Saved data entries

'''

PR #1172, opened 2022-06-14
feat: add r2 extension

chinggg:

### Coding convention?

### Extra tests?

### Changelog?

### Target branch?

### One last thing

-----

This PR introduces radare2 extension and adds an example `hello_r2.py` to show its basic usage.

My main concerns are:

- the organization of `R2`'s members
  - `dataclass` vs `namedtuple`
- how many r2 output details should be kept
  - section
  - string
  - function
  - flag
  - xref

Feel free to review it and give your advice.


qiling/extensions/r2/r2.py
```diff
@@ -0,0 +1,156 @@
...
+
+    def __init__(self, **kwargs):
+        names = set([f.name for f in fields(self)])
+        for k, v in kwargs.items():
+            if k in names:
+                setattr(self, k, v)
+
+
+class R2:
+    def __init__(self, ql: Qiling):
```
elicn, line 112: Suggesting to allow the user to specify r2 evars to allow more analysis flexibility.
That could be done perhaps by accepting a dictionary of keys and values (e.g. `{'anal.hasnext' : 'true', 'anal.depth' : 5}` or any other reasonable format. Consider also allowing an "r2 init script" to let the user run a few r2 commands before starting the analysis.

examples/extensions/r2/hello_r2.py
```diff
@@ -0,0 +1,30 @@
...
+
+def my_sandbox(path, rootfs):
+    ql = Qiling(path, rootfs, verbose=QL_VERBOSE.DEFAULT)
+    r2 = R2(ql)
+    assert(ql.loader.images[0].base == r2.baddr)
+    addrs = ql.mem.search(b'Hello world!')
+    addr = r2.strings['Hello world!'].vaddr
+    assert(addr == addrs[0])
+    ql.mem.write(addr, b"No hello, Bye!\x00")
+    ql.hook_address(func, r2.functions['main'].offset)
```
elicn, line 26: Does `offset` contains the address or offset..? If only offset, I'll be surprised if it worked.

qiling/extensions/r2/r2.py
```diff
@@ -0,0 +1,156 @@
...
+
+    def __init__(self, **kwargs):
+        names = set([f.name for f in fields(self)])
+        for k, v in kwargs.items():
+            if k in names:
+                setattr(self, k, v)
+
+
+@dataclass(unsafe_hash=True)
+class Section:
```
elicn, line 29: Unless there is a fields post-processing or any additional functionality, these classes could be `typing.NamedTuple`.

elicn (commented):
Thanks for the contribution! This functionality looks very cool.

I think this is a nice PoC that could be even cooler if it didn't take r2 data "as-is" and provided some post-processing, like turning all offsets into a vaddrs.

Anyway, I've made additional comments there.

examples/extensions/r2/hello_r2.py
```diff
@@ -0,0 +1,30 @@
...
+
+
+def func(ql: Qiling, *args, **kwargs):
+    ql.os.stdout.write(b"=====hooked main=====!\n")
+    return
+
+def my_sandbox(path, rootfs):
+    ql = Qiling(path, rootfs, verbose=QL_VERBOSE.DEFAULT)
+    r2 = R2(ql)
+    assert(ql.loader.images[0].base == r2.baddr)
```
wtdcode, line 21: I don't think `assert` is a good style for examples. They should be something in tests.

setup.py
```diff
@@ -42,6 +42,9 @@
     "fuzz" : [
         "unicornafl>=2.0.0;platform_system=='Windows'",
         "fuzzercorn>=0.0.1;platform_system=='Linux'"
+    ],
+    "SCA" : [
+        "r2libr"
```
wtdcode, line 47: @elicn maybe we could add `r2libr` as an essential dep? My thought roughly is:

- First of all, unlike the previously discussed `udbserver`, `r2libr` is maintained by me, in other words, by Qiling team directly.
- `r2libr` could be tightly integrated into our loader.
- The `r2libr` could help us polish some old API like `set_api` with the additional information.
- There seems no use case that users really would like to use QIling without `r2libr`?

qiling/extensions/r2/r2.py
```diff
@@ -0,0 +1,156 @@
...
+        names = set([f.name for f in fields(self)])
+        for k, v in kwargs.items():
+            if k in names:
+                setattr(self, k, v)
+
+
+class R2:
+    def __init__(self, ql: Qiling):
+        super().__init__()
+        path = ql.path.encode()
```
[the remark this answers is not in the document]
wtdcode: Good point, I remember r2 supports writing code to analyze?

setup.py
wtdcode: Also note, `radare2` sometimes introduces break changes. To specify `r2libr` please use something like `r2libr==5.7.0`.

qiling/extensions/r2/r2.py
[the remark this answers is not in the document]
elicn: Yes, you could load r2 with an empty buffer but you'll have to specify `-a` and `-b` for architecture and bits.
Shellcode content can be inserted with `wx`.

examples/extensions/r2/hello_r2.py
elicn: Agree; I think a comment saying "expecting _x_ to be equal to _y_" is more appropriate here.

setup.py
trufae: Breaking changes should only happen when the major and minor numbers change. only patch releases are abi stable. so if you have r2libr-5.7.0 you can use r2-5.7.0, but also 5.7.4 or 5.7.8 without runtime problems. That relaxes a little the stress to maintain updates and also makes it easy to transition between abi-breaking versions

examples/extensions/r2/hello_r2.py
chinggg: I think `offset` here means address. r2's command `aflj` use `offset` as the key name in JSON, and I don't find an elegant way to specify field name in dataclass.

qiling/extensions/r2/r2.py
chinggg: Yes. Now these classes have no special post-processing stuff. I use dataclass because it allows custom init function so I can pass all dict items got from r2 to construct the class without specifying fields.

Ref:
dataclass vs namedtuple: https://stackoverflow.com/questions/51671699/data-classes-vs-typing-namedtuple-primary-use-cases
create namedtuple only use a subset of arguments: https://stackoverflow.com/questions/17622419/creating-a-namedtuple-object-using-only-a-subset-of-arguments-passed

qiling/extensions/r2/r2.py
chinggg: R2 has its own type of config variables, I think it's similar to qiling's profile, which is for different os though. We can extend it later.

qiling/extensions/r2/r2.py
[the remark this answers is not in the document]
chinggg: Thanks! I have implemented "shellcode mode" using command `wx HEX`.
But when I try to use the ctype API `libr.r_io.r_io_write_at(self._r2c.contents.io, loadaddr, code, size)`  it complains `ctypes.ArgumentError: argument 1: <class 'TypeError'>: expected LP_struct_r_io_t instance instead of LP_struct_r_io_t`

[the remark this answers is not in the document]
chinggg: Also there is currently no public util to accurately translate `QlArch` enum to arch and bits.

qiling/extensions/r2/r2.py
```diff
@@ -12,21 +12,27 @@
...
-class Function:
+class R2Data:
+    def __init__(self, **kwargs):
+        names = set([f.name for f in fields(self)])
+        for k, v in kwargs.items():
+            if k in names:
+                setattr(self, k, v)
+
+
+@dataclass(unsafe_hash=True)
```
elicn, line 24: There is no need to decorate `R2Data` subclasses with `@dataclass` anymore, they all inherit that from `R2Data`.

qiling/extensions/r2/r2.py
```diff
@@ -12,21 +12,27 @@
...
     offset: int
     size: int
     signature: str
 
     def __init__(self, **kwargs):
-        names = set([f.name for f in fields(self)])
-        for k, v in kwargs.items():
-            if k in names:
-                setattr(self, k, v)
+        super().__init__(**kwargs)
```
elicn, line 32: When all what the `__init__` method does is to call its `super` `__init__` method with no special processing, you could just omit it altogether. In other words: the subclasses `__init__` methods can be removed.

examples/extensions/r2/hello_r2.py
```diff
@@ -18,13 +19,27 @@ def func(ql: Qiling, *args, **kwargs):
...
+
+    # get function address and hook it
     ql.hook_address(func, r2.functions['main'].offset)
     ql.run()
 
 if __name__ == "__main__":
     my_sandbox(["rootfs/x86_windows/bin/x86_hello.exe"], "rootfs/x86_windows")
+
+    # test shellcode mode
+    ARM64_LIN = unhexlify('420002ca210080d2400080d2c81880d2010000d4e60300aa01020010020280d2681980d2010000d4410080d2420002cae00306aa080380d2010000d4210400f165ffff54e0000010420002ca210001caa81b80d2010000d4020004d27f0000012f62696e2f736800')
```
elicn, line 39: the `binascii` module is obsolete; you can use `bytes.fromhex` directly without the need of an extra module.

qiling/extensions/r2/r2.py
```diff
@@ -102,14 +103,35 @@ class SymbolBind(str, Enum):
 
 
 class R2:
-    def __init__(self, ql: Qiling):
+    def __init__(self, ql: Qiling, baseaddr=(1 << 64) - 1, loadaddr=0):
```
elicn, line 106: a base address of 0xffffffffffffffff ? are you sure..?

qiling/extensions/r2/r2.py
```diff
@@ -102,14 +103,35 @@ class SymbolBind(str, Enum):
...
+        libr.r_core.r_core_bin_load(self._r2c, path, self.baseaddr)
+        cmd = f'wx {self.ql.code.hex()}'
+        self._cmd(cmd)
+
+    def _setup_file(self):
+        path = self.ql.path.encode()
+        fh = libr.r_core.r_core_file_open(self._r2c, path, UC_PROT_READ | UC_PROT_EXEC, self.loadaddr)
+        libr.r_core.r_core_bin_load(self._r2c, path, self.baseaddr)
+
+    def _cmd(self, cmd: str) -> str:
```
elicn, line 134: Consider adding a matching `cmdj` method to handle `j`-suffixed commands, instead of calling `json.loads` every time.

qiling/extensions/r2/r2.py
chinggg: At first I only declare `__init__()` on the base class, but the fields of subclasses will not work. I don't know if there is anything special with dataclass.

examples/extensions/r2/hello_r2.py
chinggg: Just copy it from our example `shellcode_run.py`, will change it.

qiling/extensions/r2/r2.py
chinggg: I guess it's a default value hardcoded in r2 when calling `r_core_bin_load` but I am not sure. I have debugged functions `r_core_bin_load` and `r_core_file_open` to see the exact value of `baseaddr` and `loadaddr`. Maybe I should left some comments about them.

See https://github.com/radareorg/radare2/blob/master/libr/main/radare2.c#L427

wtdcode: > a base address of 0xffffffffffffffff ? are you sure..?

Yes, that's the default value indeed.

elicn: So `-1` is a special case there..?
I don't see any other explanation for picking this value as default.

qiling/extensions/r2/r2.py
```diff
@@ -0,0 +1,162 @@
...
+        r = libr.r_core.r_core_cmd_str(
+            self._r2c, ctypes.create_string_buffer(cmd.encode("utf-8")))
+        return ctypes.string_at(r).decode('utf-8')
+
+    def _cmdj(self, cmd: str) -> list[dict]:
```
elicn, line 131: `list` and `dict` type annotations became available starting from Python 3.9.
We officially (?) support 3.8, so we'll have to use `typing.List` and `typing.Dict` respectively.

setup.py
elicn: IMHO, I would refrain from defining something as a prerequisit unless it is absolutley required; that is, the program cannot operate without it. Plugging r2 into Qiling sounds like a great idea, where Qiling can benefit a lot from r2 static analysis.

Integrating r2 static analysis into Qiling requires some thinking of how to do it right and consistent across all modules. I really don't want it to be integrated into some modules and not in others. Until r2 is integrated across all Qiling modules, I believe we can wait with this prerequisit.

wtdcode: Yes, I understand your concern so let me illustrate my motivation a bit more:

1. Radare2 helps reduce redundant code and improves robustness, e.g. ELF loader, PE loader, even disassembler etc.
2. Indeed, I strongly agree with you that r2 should be, some sort of `everywhere` in Qiling. I hope to achieve this by using r2 to build a few basic utils or modules. An example I showed before is to identify function boundaries. Imagine you can `set_api` on a binary without any symbol tables, which is really useful and I don't think users will reject it.

Based on these two points, I think r2 will become a prerequisite someday but also I agree we should wait until we really have to do so.

chinggg:
Have we reached an agreement about how to integrate r2? Or we need a PoC of using r2 everywhere in qiling at first?

elicn:
> Have we reached an agreement about how to integrate r2? Or we need a PoC of using r2 everywhere in qiling at first?

IMHO, r2 should be optional for now, and not a requirement (i.e. revert the last commit).

chinggg:
I am trying to implement a loader of `minidump` using r2. If r2 can help load different file formats, it may be considered as a requirement.

qiling/extensions/r2/r2.py
```diff
@@ -121,6 +121,11 @@ def _cmd(self, cmd: str) -> str:
 
     def _cmdj(self, cmd: str) -> List[Dict]:
         return json.loads(self._cmd(cmd))
+    
+    def read(self, addr: int, size: int) -> bytes:
+        self._cmd(f"s {addr}")
+        hexstr = self._cmd(f"p8 {size}")
```
elicn, line 127: I would have consolidated the two r2 commands into one: `self._cmd(f"p8 {size} @ {addr}")`

elicn:
> I am trying to implement a loader of `minidump` using r2. If r2 can help load different file formats, it may be considered as a requirement.

As mentioned above, till Qiling becomes dependent of radare2 (by design, not opportunistically), radare2 should not appear as a required dependency. If someone wants to analyze a specific file format that its loading relies on radare2, they can install radare2 for that purpose (similar to EVM and its dependencies).

elicn:
Leveraging radare2 static analysis capabilities to enhance Qiling emulation is a great idea, especially strings and flags. I implemented a similar resolving capabilities to my enhanced `trace` module [see [here](https://twitter.com/EliCohenNehemia/status/1380464269272186882/photo/1)], but that relied on an address-to-symbol mapping which I got by parsing map files. Back then I was thinking about enabling PDB and DWARF parsing in Qiling, but never got to it..

All that being said, it is esential to keep in mind that radare2, as powerful as it might be, is a _static analysis_ tool , whereas Qiling _dynamically_ emulates code. Though some of radare2 analysis may be useful in a dynamic environment, its analysis may break or become irrelevant when dealing with dynamically loaded libraries, self modifying code, and basically everything that is not static.

My understanding is that radare2 may be useful to extract debugging information and strings, but I am not sure about the rest. We'll still have to load dynamic libraries, resolve imports, etc.

Like I mentioned in the past, `QlOS` and `QlLoader` are a mess and they need to be re-designed to better support processes, threads, etc. If there is a design plan behind `minidump` along with design changes to the Loader, it would be great if you could share it to get feedback. Please note that linking to an existing design might not be sufficient (ex: "see pwntols loader"); we need to see how it is going to be plugged into Qiling with all necessary adjustments.

chinggg:
@wtdcode I have made a simple PoC of address to flag mapping (by calling `at` function instead of mapping every address). 
But I don't fully understand using xref to `view current backtrace`, I think It does not mean to give possible backtraces (cannot be accurate) statically since we want to bridge it with qiling instead of just static analysis.
I cannot find existing `backrace` in qiling, I guess it maybe a kind of code hook. Currently I am not sure about the implementation.

qiling/extensions/r2/r2.py
```diff
@@ -0,0 +1,227 @@
...
+    def refrom(self, addr: int) -> Optional[Xref]:
+        return self.xrefs.get(addr)
+
+    def refto(self, addr: int) -> List[Xref]:
+        return [xref for xref in self.xrefs.values() if xref.addr == addr]
+
+    def enable_trace(self, mode='full'):
+        # simple map from addr to flag name, cannot resolve addresses in the middle
+        self.ql.loader.symsmap = {flag.offset: flag.name for flag in self.flags}
+        if mode == 'full':
```
wtdcode, line 209: Use an enumeration instead.

chinggg: This is just a PoC, the trace extension made by @elicn need a `symsmap` to resolve addresses, I have to made further modification on the trace extension.

qiling/extensions/trace.py
```diff
@@ -2,14 +2,16 @@
 
 # More info, please refer to https://github.com/qilingframework/qiling/pull/765
 
+from __future__ import annotations
```
elicn, line 5: I don't think there is a circular dependency between `trace` and `Qiling`, so I don't think this is actually needed here.

qiling/extensions/r2/r2.py
```diff
@@ -111,25 +115,33 @@ def __lt__(self, other):
...
 
     def _setup_code(self, code: bytes):
         path = f'malloc://{len(code)}'.encode()
         fh = libr.r_core.r_core_file_open(self._r2c, path, UC_PROT_ALL, self.loadaddr)
         libr.r_core.r_core_bin_load(self._r2c, path, self.baseaddr)
         self._cmd(f'wx {code.hex()}')
         # set architecture and bits for r2 asm
-        self._cmd(f"e,asm.arch={self.ql.arch.type.name.lower().removesuffix('64')},asm.bits={self.ql.arch.bits}")
+        try:
+            self._cmd(f"e,asm.arch={self.ql.arch.type.name.lower().removesuffix('64')},asm.bits={self.ql.arch.bits}")
```
elicn, line 142: `removesuffix` was introduced in Python 3.9 and we officially support 3.8.
That said, I think this is a hacky and instable way to map Qiling arch names to Radare2 arch names.

qiling/core.py
```diff
@@ -181,6 +183,10 @@ def __init__(
         if self.baremetal:
             self._hw = select_component('hw', 'hw')(self)
 
+        # load r2 extension
+        if enable_r2:
+            self.r2 = R2(self)
```
elicn, line 188: I think integrating r2 into Qiling at this point is a **very bad idea**.
This should stay as extention, and by definition extention cannot be an integral part of the core - but only an optional / experimental feature.

qiling/arch/utils.py
```diff
@@ -53,6 +53,11 @@ def disassembler(self, ql: Qiling, address: int, size: int):
 
         for insn in ql.arch.disassembler.disasm(data, address):
             offset = insn.address - ba
+            try:
+                # use r2 to get fine-grained name and offset
+                name, offset = ql.r2.resolve(insn.address)
```
elicn, line 58: As mentioned elsewhere, r2 should not be an integral part of core, but assuming that it is - this is an ineffective way to do this. Better rely on the r2 enable flag rather than set an excpetion frame.

elicn (changes requested):
Turning r2 into an integral part of core is a bad idea, in my opinion.
As an extention, r2 analysis should stay an external add-on feature that may [or may not] be used with Qiling.

qiling/arch/utils.py
wtdcode: "this is an ineffective way to do this" is not correct. Note r2 flags have more information than we have for now. For example, Qiling can't retrieve cross reference by any means for now.

qiling/core.py
wtdcode: I agree that it shouldn't be an option in the constructor but instead I hope to make it used everywhere, with the higher level information obtained from r2.

qiling/arch/utils.py
chinggg: I think "ineffective" refers to the `try ... except` block. Anyway, if `r2` can be integrated into qiling, I think it's better to be a `property` so we can construct `R2` at need without specifying it at first.

qiling/core.py
chinggg: Yeah in this PR I also want to keep r2 as an extension without any modification of qiling core.

qiling/extensions/r2/r2.py
```diff
@@ -0,0 +1,241 @@
...
+        self._r2c = libr.r_core.r_core_new()
+        if ql.code:
+            self._setup_code(ql.code)
+        else:
+            self._setup_file(ql.path)
+
+    def _qlarch2r(self, archname: str) -> str:
+        archname = archname.lower()
+        # str.removesuffix() is not available until Python 3.9
+        return archname[:-2] if archname.endswith('64') else archname
```
wtdcode, line 137: Why not do a mapping from enum to r2 arch type?

chinggg: QlArch
```python
class QL_ARCH(IntEnum):
    X86 = 101
    X8664 = 102
    ARM = 103
    ARM64 = 105
    MIPS = 106
    A8086 = 107
    EVM = 108
    CORTEX_M = 109
    RISCV = 110
    RISCV64 = 111
    PPC = 112
```

r2asm
```
[0x00000000]> e asm.arch=
bf            6502          8051          amd29k        arm.as        
arm           arm.winedbg   avr           cr16          dalvik        
dcpu16        gb            h8300         i4004         i8080         
java          lh5801        lm32          m680x         malbolge      
mcore         mcs96         mips          nios2         or1k          
pic           ppc.as        ppc           propeller     riscv         
rsp           sh            snes          sparc         s390          
tms320        tms320c64x    tricore       v810          v850          
vax           ws            x86.as        x86           x86.nasm      
x86.nz        xap           xcore         arm.gnu       cris          
m68k.gnu      lanai         mips.gnu      ppc.gnu       sparc.gnu     
s390.gnu      v850.gnu
```

Only `A8086`, `EVM`, `CORTEX_M` are not seen in r2, the others can all be converted by removing `64` suffix.

wtdcode:
@elicn I think this PR is fine to go and we would like another a few PRs about R2 application in Qiling internally.

wtdcode (approved):

elicn:
Looks good to me.
Can we just remove the `r2libr` from the dependencies and make it optional, like it used to be?

elicn (approved):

'''

State the number of lines in the data above containing the string "dataclass" and nothing more.

Exercise result ▸ 8